Data:
PR #7991, opened 2024-07-19
DNM: debug PythonProjectLayout test

helderco:
See:
- https://github.com/dagger/dagger/issues/7662#issuecomment-2238844398

### DIFF
--- a/core/integration/module_python_test.go
+++ b/core/integration/module_python_test.go
@@ -275,21 +275,15 @@ build-backend = "poetry.core.masonry.api"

Work instructions:
Using the listing above, pick out each line that contains the word "integration", then copy it.

Response to the exercise:
--- a/core/integration/module_python_test.go
+++ b/core/integration/module_python_test.go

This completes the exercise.